Why We No Longer Think For Ourselves

The problem arises when we need to process and understand complex and chaotic situations. The ability to think for ourselves has been short-circuited by the rise of social networks, television propaganda, and easy solutions presented by charismatic pundits and political and religious leaders. With so much information to process, it is easier to drift into mass hypnosis and go with the flow.
After all, we rationalize, I’m comfortable, and while everything may not be perfect—it’s okay. I get in trouble when I rock the boat with my family, my church, and my “friends” on social media. When my conscience reproaches me for my complicity, I consume an extra cocktail, another gram or two of my favorite drug, or an extra hour or two on PornHub.
We socialize with people who look and think like we do. We gather with our family at holidays, at church on Sunday, and peruse partisan groups on Facebook. We refuse to associate with those who trouble our thoughts. We do not stop to realize that a country of unthinking people is entirely at the mercy of ruthless individualists. It is this gradual extinction of the individual thinker that has made America succumb so readily to a dictator.
A million non-thinkers joined together in a base do not, unfortunately, add up to one thinker. Ultimately everything depends on the quality of the thoughtful individual, but the fatally shortsighted habit of our day is to think only in terms of large numbers and mass organizations. One would think that our world has seen more than enough of what an unthinking mob can do in the hands of a single madman.
Unfortunately, we have forgotten our history lessons—and our blindness in this respect is extremely dangerous. People go on blithely organizing and believing in nationalistic fervor, without the least consciousness that the most sovereign countries tend to be easily maintained by the ruthlessness of their leaders and the cheapest of slogans.

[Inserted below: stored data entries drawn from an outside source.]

PR #2487, opened 2025-10-10
Increased game version target that Nitrox works on

Measurity:
Lower game versions than this will cause Nitrox to crash

image

### DIFF
--- a/NitroxModel/Core/NitroxEnvironment.cs
+++ b/NitroxModel/Core/NitroxEnvironment.cs
@@ -54,15 +54,15 @@ public static class NitroxEnvironment
         }
     }
 
-    public static int GameHigherThanVersionTarget
+    public static int GameMinimumVersion
     {
         get
         {
-            if (!int.TryParse(Assembly.GetExecutingAssembly().GetMetaData("GameHigherThanVersionTarget"), out int gameHigherThanVersionTarget))
+            if (!int.TryParse(Assembly.GetExecutingAssembly().GetMetaData(nameof(GameMinimumVersion)), out int result))
             {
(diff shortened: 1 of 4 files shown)


NitroxModel/Core/NitroxEnvironment.cs
```diff
@@ -54,6 +54,18 @@ public static string GitShortHash
         }
     }
 
+    public static int GameHigherThanVersionTarget
```
dartasen:
```suggestion
    public static int MinimumGameVersion
```

NitroxModel/Core/NitroxEnvironment.cs
```diff
@@ -54,6 +54,18 @@ public static string GitShortHash
...
+    {
+        get
+        {
+            if (!int.TryParse(Assembly.GetExecutingAssembly().GetMetaData("GameHigherThanVersionTarget"), out int gameHigherThanVersionTarget))
+            {
+                throw new Exception("Failed to extract compatible game version number from embedded metadata");
```
dartasen, line 63: Maybe we can have a fallback instead of throwing an exception ?

NitroxModel/Core/NitroxEnvironment.cs
Measurity: This changes the meaning. Minimum would mean the exact version is valid, but it has to be higher than that.

NitroxModel/Core/NitroxEnvironment.cs
Measurity: This check is done on every game start. So it's pretty much impossible to miss if something goes wrong. Rather keep it like this.

PR #2504, opened 2025-10-12
Fix bases bugs

tornac1234:
Bugs are described in commit names, and both would end up in wrong build desync detection, which would end up breaking the base very quickly.

### DIFF
--- a/NitroxServer/Communication/Packets/Processors/BuildingProcessor.cs
+++ b/NitroxServer/Communication/Packets/Processors/BuildingProcessor.cs
@@ -33,17 +33,15 @@ public abstract class BuildingProcessor<T> : AuthenticatedPacketProcessor<T> whe
 
     /// <summary>
     /// Attempts to acquire simulation ownership on <paramref name="entity"/> for <paramref name="player"/>.
-    /// If the attempt is unsuccessful, nothing will happen.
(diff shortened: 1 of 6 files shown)


NitroxServer/Communication/Packets/Processors/BuildingProcessor.cs
```diff
@@ -30,10 +31,19 @@ public void SendToOtherPlayersWithOperationId(T packet, Player player, int opera
...
+    /// If the attempt is unsuccessful, nothing will happen.
+    /// </summary>
     public void ClaimBuildPiece(Entity entity, Player player)
     {
-        SimulatedEntity simulatedEntity = entitySimulation.AssignNewEntityToPlayer(entity, player, false);
-        SimulationOwnershipChange ownershipChangePacket = new(simulatedEntity);
-        playerManager.SendPacketToAllPlayers(ownershipChangePacket);
+        try
+        {
+            SimulatedEntity simulatedEntity = entitySimulation.AssignNewEntityToPlayer(entity, player, false);
```
Measurity: Should add try catch only on offending line ~~and also add debug log~~.

(Ideally, if it is expected that nothing can happen, we should change the code so that we can check for it without throwing exception.)

PR #2513, opened 2025-10-12
Fix certain world entities have global root level 100

tornac1234:
To test the bug:
- place a luggage/poster in your base (it's a GlobalRootEntity) and disconnect
- reconnect, it is now given the cell level 100 (global root)
- pick it up, and drop it in the water, it still has cell level 100

Fixes an issue where the server is not gonna start because of certain world entities with a level 100.


dartasen:
image
Tried with all of them

dartasen:
[Poster&Cie.zip](https://github.com/user-attachments/files/22888832/Poster.Cie.zip)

They are deluded when the Church and State rope them into social organizations and reduce them to a condition of diminished thinking (i.e. “take up your cross and deny yourself” or “don’t believe what you see” or “truth is what I say”). Good religious and political leaders should instead be raising individuals out of the indifferent, mindless mass and making it clear that the ability to think critically for themselves is crucial and that the hope of the world consists of the rational thoughts of each individual soul.

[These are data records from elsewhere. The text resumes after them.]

PR #2520, opened 2025-10-14
Add Heroic Games Launcher support

Jannify:
Adds finding and starting Subnautica through the Heroic Games Launcher. This is needed for Linux as Epic has no app for it but can also be used on Windows or macOS.

### DIFF
--- a/Nitrox.Launcher/ViewModels/LaunchGameViewModel.cs
+++ b/Nitrox.Launcher/ViewModels/LaunchGameViewModel.cs
@@ -237,7 +237,7 @@ internal partial class LaunchGameViewModel(DialogService dialogService, ServerSe
         string launchArguments = $"{keyValueStore.GetLaunchArguments(gameInfo)} {string.Join(" ", args ?? NitroxEnvironment.CommandLineArgs)}";
         ProcessEx game = NitroxUser.GamePlatform switch
         {
-            Steam => await Steam.StartGameAsync(gameExePath, launchArguments, gameInfo.SteamAppId, ShouldSkipSteam(launchArguments)),
+            Steam => await Steam.StartGameAsync(gameExePath, launchArguments, gameInfo.SteamAppId, ShouldSkipSteam(launchArguments), keyValueStore.GetUseBigPictureMode()),
             EpicGames => await EpicGames.StartGameAsync(gameExePath, launchArguments),
             HeroicGames => await HeroicGames.StartGameAsync(gameInfo.EgsNamespace, launchArguments),
             MSStore => await MSStore.StartGameAsync(gameExePath, launchArguments),
@@ -253,6 +253,12 @@ internal partial class LaunchGameViewModel(DialogService dialogService, ServerSe
 
     private bool ShouldSkipSteam(string args)
     {
+        // Check if Steam overlay is enabled by user setting
+        if (keyValueStore.GetUseBigPictureMode())
+        {
+            return false; // Use Steam if overlay is enabled
+        }
+
         if (App.InstantLaunch != null)
         {
             // Running through Steam is fine if single instance.
@@ -271,6 +277,6 @@ internal partial class LaunchGameViewModel(DialogService dialogService, ServerSe
             return true;
         }
 
-        return false;
+        return false; // Default: use Steam unless explicitly disabled for special cases
     }
 }
--- a/Nitrox.Launcher/ViewModels/OptionsViewModel.cs
+++ b/Nitrox.Launcher/ViewModels/OptionsViewModel.cs
@@ -55,6 +55,9 @@ internal partial class OptionsViewModel(IKeyValueStore keyValueStore, StorageSer
     private bool allowMultipleGameInstances;
 
     [ObservableProperty]
+    private bool useBigPictureMode;
+    
+    [ObservableProperty]
     private bool isInReleaseMode;
 
     private static string DefaultLaunchArg => "-vrmode none";
@@ -70,6 +73,7 @@ internal partial class OptionsViewModel(IKeyValueStore keyValueStore, StorageSer
         LogsFolderDir = Model.Logger.Log.LogDirectory;
         LightModeEnabled = keyValueStore.GetIsLightModeEnabled();
         AllowMultipleGameInstances = keyValueStore.GetIsMultipleGameInstancesAllowed();
+        UseBigPictureMode = keyValueStore.GetUseBigPictureMode();
         IsInReleaseMode = NitroxEnvironment.IsReleaseMode;
         await SetTargetedSubnauticaPathAsync(SelectedGame.PathToGame).ContinueWithHandleError(ex => LauncherNotifier.Error(ex.Message));
     }
@@ -197,6 +201,19 @@ internal partial class OptionsViewModel(IKeyValueStore keyValueStore, StorageSer
 
     partial void OnAllowMultipleGameInstancesChanged(bool value)
     {
+        if (value)
+        {
+            UseBigPictureMode = false;
+        }
         keyValueStore.SetIsMultipleGameInstancesAllowed(value);
+    }
+    
+    partial void OnUseBigPictureModeChanged(bool value)
+    {
+        if (value)
+        {
+            AllowMultipleGameInstances = false;
+        }
+        keyValueStore.SetBigPictureMode(value);
     }
 }
--- a/.github/ISSUE_TEMPLATE/bug_report.yaml
+++ b/.github/ISSUE_TEMPLATE/bug_report.yaml
@@ -15,7 +15,8 @@ body:
       label: Which version are you playing on?
       description: If playing on older versions, you should try updating first.
       options:
-        - 1.8.0.0 (Latest release)
+        - 1.8.0.1 (Latest release)
+        - 1.8.0.0
         - 1.7.1.0
         - Latest commit (Only for experts)
         - Other
--- a/Nitrox.Launcher/Models/Controls/RecolorImage.cs
+++ b/Nitrox.Launcher/Models/Controls/RecolorImage.cs
@@ -144,6 +144,7 @@ public sealed class RecolorImage : Control
     {
         if (Source is not null)
         {
+            stream.Position = 0;
             Source.Save(stream);
         }
     }
--- a/Nitrox.Launcher/Models/Extensions/KeyValueStoreExtensions.cs
+++ b/Nitrox.Launcher/Models/Extensions/KeyValueStoreExtensions.cs
@@ -10,15 +10,13 @@ public static class KeyValueStoreExtensions
 
     public static bool GetIsLightModeEnabled(this IKeyValueStore store, bool defaultValue = false) => store.GetValue("IsLightModeEnabled", defaultValue);
 
-    public static void SetIsLightModeEnabled(this IKeyValueStore store, bool value)
-    {
-        store.SetValue("IsLightModeEnabled", value);
-    }
+    public static void SetIsLightModeEnabled(this IKeyValueStore store, bool value) => store.SetValue("IsLightModeEnabled", value);
 
     public static bool GetIsMultipleGameInstancesAllowed(this IKeyValueStore store, bool defaultValue = false) => store.GetValue("IsMultipleGameInstancesAllowed", defaultValue);
 
-    public static void SetIsMultipleGameInstancesAllowed(this IKeyValueStore store, bool value)
-    {
-        store.SetValue("IsMultipleGameInstancesAllowed", value);
-    }
+    public static void SetIsMultipleGameInstancesAllowed(this IKeyValueStore store, bool value) => store.SetValue("IsMultipleGameInstancesAllowed", value);
+
+    public static bool GetUseBigPictureMode(this IKeyValueStore store, bool defaultValue = false) => store.GetValue("UseBigPictureMode", defaultValue);
+
+    public static void SetBigPictureMode(this IKeyValueStore store, bool value) => store.SetValue("UseBigPictureMode", value);
 }
--- a/Nitrox.Launcher/Views/OptionsView.axaml
+++ b/Nitrox.Launcher/Views/OptionsView.axaml
@@ -11,7 +11,8 @@
     xmlns:vm="clr-namespace:Nitrox.Launcher.ViewModels"
     xmlns:x="http://schemas.microsoft.com/winfx/2006/xaml"
     xmlns:controls="clr-namespace:Nitrox.Launcher.Models.Controls"
-    xmlns:designer="clr-namespace:Nitrox.Launcher.ViewModels.Designer">
+    xmlns:designer="clr-namespace:Nitrox.Launcher.ViewModels.Designer"
+    xmlns:models="clr-namespace:Nitrox.Model.Platforms.Discovery.Models;assembly=Nitrox.Model">
     <Design.DataContext>
         <designer:DesignOptionsViewModel />
     </Design.DataContext>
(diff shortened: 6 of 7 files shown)


NitroxModel/GameInfo.cs
```diff
@@ -30,7 +32,8 @@ static GameInfo()
             DataFolder = "Subnautica_Data",
             ExeName = "Subnautica.exe",
             SteamAppId = 264710,
-            MsStoreStartUrl = @"ms-xbl-38616e6e:\\"
+            MsStoreStartUrl = @"ms-xbl-38616e6e:\\",
+            EpicGameName = "Jaguar"
```
Measurity: `EgsName` or `EpicGamesName` to match brand name better.

NitroxModel/Platforms/Store/HeroicGames.cs
```diff
@@ -0,0 +1,61 @@
...
+namespace NitroxModel.Platforms.Store;
+
+public sealed class HeroicGames : IGamePlatform
+{
+    public string Name => "Heroic Games Launcher";
+    public Platform Platform => Platform.HEROIC;
+
+    public bool OwnsGame(string gameDirectory)
+    {
+        return Directory.GetFiles(gameDirectory).Length >= 4; // Heroic Games has no files inside or in the parent of the game directory
```
Measurity: This is too generic. The order in which the platform is evaluated shouldn't matter. Maybe we should store the path from the search result and check for it here? Kind of an hack but at least more consistent.

Kiaos:
flatpak version of heroic games launcher does not work. 

appimage of heroic games launcher works.

Nitrox.Launcher/ViewModels/LaunchGameViewModel.cs
```diff
@@ -221,65 +222,34 @@ private void HandleInstantLaunchForDevelopment()
...
-        {
-            subnauticaExe = Path.Combine(subnauticaPath, "MacOS", GameInfo.Subnautica.ExeName);
-        }
-        else
-        {
-            subnauticaExe = Path.Combine(subnauticaPath, GameInfo.Subnautica.ExeName);
-        }
+
+        string gameExePathSuffix = RuntimeInformation.IsOSPlatform(OSPlatform.OSX) ? "MacOS" : string.Empty;
+        string subnauticaExe = Path.Combine(NitroxUser.GamePath, gameExePathSuffix, gameInfo.ExeName);
```
Coding-Hen: If we are removing the Subnatica reference below for I assume making bz easier do we want to make this more generic with launch path or something along those lines?

NitroxModel/Platforms/Store/HeroicGames.cs
```diff
@@ -0,0 +1,75 @@
...
+public sealed class HeroicGames : IGamePlatform
+{
+    public string Name => "Heroic Games Launcher";
+    public Platform Platform => Platform.HEROIC;
+
+    public bool OwnsGame(string gameDirectory)
+    {
+        // Heroic Games has no files inside or in the parent of the game directory
+        GameFinderResult? resultSubnautica = new HeroicGamesFinder().FindGame(GameInfo.Subnautica);
+        if (resultSubnautica.IsOk)
```
Coding-Hen: I think we either want this or the find for bz below to use the same format

NitroxModel/Platforms/Store/HeroicGames.cs
```diff
@@ -0,0 +1,75 @@
...
+        GameFinderResult? resultBelowZero = new HeroicGamesFinder().FindGame(GameInfo.SubnauticaBelowZero);
+        return resultBelowZero.IsOk && PathEquals(gameDirectory, resultBelowZero.Path);
+
+        static string PathNormalize(string path) => Path.GetFullPath(path).TrimEnd(Path.DirectorySeparatorChar, Path.AltDirectorySeparatorChar);
+        static bool PathEquals(string path1, string path2) => string.Equals(PathNormalize(path1), PathNormalize(path2), StringComparison.Ordinal);
+    }
+
+    public async Task<ProcessEx> StartPlatformAsync()
+    {
+        await Task.CompletedTask; // Suppresses async-without-await warning - can be removed.
```
Coding-Hen: Can this be removed or do you mean it removes the wait on this?

Nitrox.Launcher/ViewModels/LaunchGameViewModel.cs
Jannify: Yes the intend is to move the const GameInfo.Subnautica higher in the call hierarchy. It's not ideal but a start. While refactoring I missed this name...

NitroxModel/Platforms/Store/HeroicGames.cs
Jannify: To be honest I copy pasted this from the epic file. Don't know what was meant with this... xD

Measurity: I left the `async` on the method so it's easier to extend later but then you need to hide the warning with an `await` inside.

Can also do the following to hide the method if you have direct instance to HeroicGames to indicate it should not be called:
```cs
Task<ProcessEx> IGamePlatform.StartPlatformAsync()
{
    throw new NotImplementedException();
}
```

Coding-Hen: I can see both arguments for it. I think let's go with whatever is more in line with the other files to keep consistency if we aren't bothered

NitroxModel/Platforms/Store/Steam.cs
```diff
@@ -134,7 +134,7 @@ await RegistryEx.CompareWaitAsync<int>(@"SOFTWARE\Valve\Steam\ActiveProcess\Acti
         return File.Exists(steamExecutable) ? Path.GetFullPath(steamExecutable) : null;
     }
 
-    public async Task<ProcessEx?> StartGameAsync(string pathToGameExe, string launchArguments, int steamAppId, bool skipSteam)
+    public async Task<ProcessEx?> StartGameAsync(GameInfo gameInfo, string pathToGameExe, string launchArguments, IKeyValueStore keyValueStore)
```
Measurity: I liked the platform-specific parameters better so you know when calling it exactly the inputs that are required instead of a catch-all container.

If we do want to go this way (to have a shared interface) then I suggest going with a `PlatformContext` object that can be platform specific. But I think that's over-engineering for our requirements.

Jannify: I don't see why custom platform-dependent logic is in a generic model file. We even have them as an interface so why do we try to implement it against the pattern? I thought about the PlatformContext but to be fair only steam is the special guest here. Every other launcher has nearly the same minimalist requirements for the data it needs. Also this PlatformContext would probably be provided by the IGamePlatform implementation so we would call the file to get some struct to then give it back to the file. Sounds not that good imo.

Measurity: > I don't see why custom platform-dependent logic is in a generic model file. 

Because each platform has specific requirements. Sometimes they match. But in real world Steam doesn't ask Epic Games how to design their API. So it's just luck and we shouldn't design around this.

> We even have them as an interface so why do we try to implement it against the pattern?

No, we had an interface for `OwnsGame` but wasn't made for starting the game, because it can't be generalized unless we aggregate all the inputs. As we can see now for MSStore for example. It means for every new platform we need to just keep adding parameters for all other platforms as well, which is bad design.

> Also this PlatformContext would probably be provided by the IGamePlatform implementation so we would call the file to get some struct to then give it back to the file. Sounds not that good imo.

I agree, but new code in this PR requires more refactoring in the future than what we had before.

Nitrox.Model/Platforms/Store/HeroicGames.cs
```diff
@@ -0,0 +1,75 @@
...
+            return true;
+        }
+
+        GameFinderResult? resultBelowZero = new HeroicGamesFinder().FindGame(GameInfo.SubnauticaBelowZero);
+        if (resultBelowZero.IsOk && PathEquals(gameDirectory, resultBelowZero.Path))
+        {
+            return true;
+        }
+
+        return false;
```
Measurity, line 40: We should pass the finder result to OwnsGame calls so we aren't doing redundant searches (First by `NitroxUser.GamePath` and then in each platform again).

Nitrox.Launcher/ViewModels/OptionsViewModel.cs
```diff
@@ -146,15 +146,15 @@ private void ResetArguments(IInputElement? focusTargetAfterReset = null)
...
+        keyValueStore.SetLaunchArguments(GameInfo.Subnautica, LaunchArgs);
         SetArgumentsCommand.NotifyCanExecuteChanged();
     }
 
     private bool CanSetArguments()
     {
         ShowResetArgsBtn = LaunchArgs != DefaultLaunchArg;
 
-        return LaunchArgs != keyValueStore.GetSubnauticaLaunchArguments(DefaultLaunchArg) && !isResettingArgs;
+        return LaunchArgs != keyValueStore.GetLaunchArguments(GameInfo.Subnautica, DefaultLaunchArg) && !isResettingArgs;
```
Coding-Hen, line 161: We are hard coding subnatica here

NitroxModel/Platforms/Discovery/GameInstallationFinder.cs
```diff
@@ -0,0 +1,86 @@
...
+        GameFinderResult potentiallyValidResult = finderResults.LastOrDefault();
+        if (potentiallyValidResult?.IsOk == true)
+        {
+            Log.Debug($"Game installation was found by {potentiallyValidResult.FinderName} at '{potentiallyValidResult.Path}'");
+            IGamePlatform platform = GamePlatforms.GetPlatformByFlag(potentiallyValidResult.Origin);
+            NitroxUser.SetGamePathAndPlatform(potentiallyValidResult.Path, platform);
+            return true;
+        }
+
+        Log.Error($"Could not locate Subnautica installation directory: {Environment.NewLine}{string.Join(Environment.NewLine, finderResults.Select(i => $"{i.FinderName}: {i.ErrorMessage}"))}");
```
Coding-Hen: Might want to change this slightly to game installation rather than just subnatica 
```suggestion
        Log.Error($"Could not locate game installation directory: {Environment.NewLine}{string.Join(Environment.NewLine, finderResults.Select(i => $"{i.FinderName}: {i.ErrorMessage}"))}");
```
Or use gameinfo.Name like you have in other places

Nitrox.Launcher/ViewModels/OptionsViewModel.cs
Jannify: I know but this is tied to the Launcher-UI-Logic, for this pr I only wanted to separate Game starting and files in Nitrox.Model

Nitrox.Launcher/Models/Converters/PlatformToIconConverter.cs
```diff
@@ -13,12 +13,13 @@ public override object Convert(object value, Type targetType, object parameter,
         return AssetHelper.GetAssetFromStream(GetIconPathForPlatform(value as Platform?), static stream => new Bitmap(stream));
     }
 
-    private static string GetIconPathForPlatform(Platform? platform) => platform switch
+    private static string GetIconPathForPlatform(Platform? platform) => $"/Assets/Images/store-icons/{platform switch
```
dartasen: I would rather don't use string interpolation here, besides the odd syntaxic look it's just allocating for free

NitroxModel/Extensions/DictionaryExtensions.cs
```diff
@@ -41,5 +41,20 @@ public static bool TryAdd<TKey, TValue>(this IDictionary<TKey, TValue> dict, TKe
...
+        {
+            throw new ArgumentNullException(nameof(dictionary));
+        }
+
+        if (key == null)
+        {
+            throw new ArgumentNullException(nameof(key));
+        }
+
+        return !dictionary.TryGetValue(key, out TValue obj) ? defaultValue : obj;
```
dartasen: Nit:

```suggestion
        return dictionary.TryGetValue(key, out TValue obj) ? obj : defaultValue;
```

Nitrox.Model/Platforms/Discovery/InstallationFinders/HeroicGamesFinder.cs
```diff
@@ -0,0 +1,61 @@
...
+                }
+            }
+        }
+
+        return NotFound();
+    }
+
+    private static bool IsGameInstalled(string installedJson, GameInfo gameInfo, out string installPath)
+    {
+        JsonNode? jsonRoot = JsonNode.Parse(installedJson);
```
dartasen, line 49: I guess you can early return if jsonRoot is null

NitroxModel/Platforms/Discovery/GameInstallationFinder.cs
```diff
@@ -0,0 +1,87 @@
...
+
+    /// <summary>
+    /// Searches the system for a valid installation of <param name="gameInfo"></param>.
+    /// If found saves it to <see cref="NitroxUser.GamePath"/> / <see cref="NitroxUser.GamePlatform"/> and returns true.
+    /// </summary>
+    public static bool FindPlatformAndGame(GameInfo gameInfo, GameLibraries gameLibraries = GameLibraries.ALL)
+    {
+        List<GameFinderResult> finderResults = FindGame(gameInfo, gameLibraries).TakeUntilInclusive(r => r is { IsOk: false }).ToList();
+        GameFinderResult potentiallyValidResult = finderResults.LastOrDefault();
+        if (potentiallyValidResult?.IsOk == true)
```
dartasen:
```suggestion
        if (potentiallyValidResult is { IsOk: true})
```

NitroxModel/Platforms/Discovery/GameInstallationFinder.cs
```diff
@@ -0,0 +1,87 @@
...
+    };
+
+    /// <summary>
+    /// Searches the system for a valid installation of <param name="gameInfo"></param>.
+    /// If found saves it to <see cref="NitroxUser.GamePath"/> / <see cref="NitroxUser.GamePlatform"/> and returns true.
+    /// </summary>
+    public static bool FindPlatformAndGame(GameInfo gameInfo, GameLibraries gameLibraries = GameLibraries.ALL)
+    {
+        List<GameFinderResult> finderResults = FindGame(gameInfo, gameLibraries).TakeUntilInclusive(r => r is { IsOk: false }).ToList();
+        GameFinderResult potentiallyValidResult = finderResults.LastOrDefault();
```
dartasen:
```suggestion
        GameFinderResult? potentiallyValidResult = finderResults.LastOrDefault();
```

Nitrox.Model/Platforms/Discovery/InstallationFinders/HeroicGamesFinder.cs
Jannify: It technically is. When I make it more clear with another if it's 4 very short lines added.

NitroxModel/Platforms/Discovery/GameInstallationFinder.cs
Jannify: GameFinderResult is a record and therefor can't be null. Does it make sense here to add nullability? I don't think LastOrDefault() returns null then.

Nitrox.Launcher/Models/Converters/PlatformToIconConverter.cs
Jannify: Fair. I was also unsure about this but wanted to get your opinion.

Jannify:
Did a rebase and tested that launcher, server and client starts and I can join the server.

Measurity (approved):

Coding-Hen (approved):
LGTM

Measurity (approved):

Measurity:
Any blockers still left on this PR?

Instead, emotional church services and political rallies inundate the individual with fear, shame, guilt, and victimization. When the intoxication has worn off, the base succumbs to yet another more obvious and still louder slogan. “Our leader is anointed by God.”
All mass movements, as one might expect, slip with the greatest of ease down a slippery slope represented by large numbers. We start to believe that where the many are, there is security; what the many believe must, of course, be true; what the many wants must be worth striving for. It must be necessary, and therefore it must be good.
The leaders urge us to let them do all the thinking and looking after our needs. To all questions, they say, there is an easy answer. And for all desires, we will make the necessary provision. The masses escape to drinks, drugs, and porn, which makes it easy for them to fantasize that all is right with the world. The unthinking base never thinks to ask who is paying for this paradise. They hand the balancing of accounts over to a higher political or religious authority, who welcomes the task, for their power is increased. And the more power the Church and State gains, the weaker and more helpless the individual.
When conditions like this develop on a large scale, the road to tyranny lies open, and the freedom of the individual turns into spiritual and physical slavery. Suffocating chaos is paraded before their eyes every day by the media. Propaganda and conspiracy theories thrive on social networks, and the insignificance of the individual is preached so thoroughly that they lose all hope of making themselves heard.
Resistance to the organized mass (the base) can be achieved only by the person who is well organized in their thinking. They must systematically wade through the chaos and cry out for law and order and unity. Americans must return to our founding principles—liberty and justice for all.
The Christian outlook on life has proven powerless to prevent the rise of perverted and corrupt political and religious authoritarians. Over America hangs such prevailing darkness that it is hard to see why the individual should be interested or to what purpose or ideal they should commit themself. Before this daunting problem, the unthinking person stands helpless.
The darkness is not surprising since practically all the trump cards are in the hands of the authorities. And while it is true that the promised wall bristling with barbed wire has not yet been built on our Mexican border—a wall much higher and stronger has been raised through the soul of America.
In a country where justice is uncertain, and division and fear are at work, human beings fall into isolation, which, of course, is the aim and purpose of the dictator. To counter this danger, the thinking person needs to systematically work to construct a bond of love for their neighbor—no matter which side of the wall they reside. If we continue to think like victims and project our fears upon each other here in America and around the world, democracy and freedom will cease to exist. Much sooner than we might think.
It is very much in the interest of the thinking person (who treasures freedom) to ponder the value of human relationships and camaraderie—for in these values reside our unity and, consequently, our strength. When individual thinking and brotherly love stops, power begins, and violence and terror.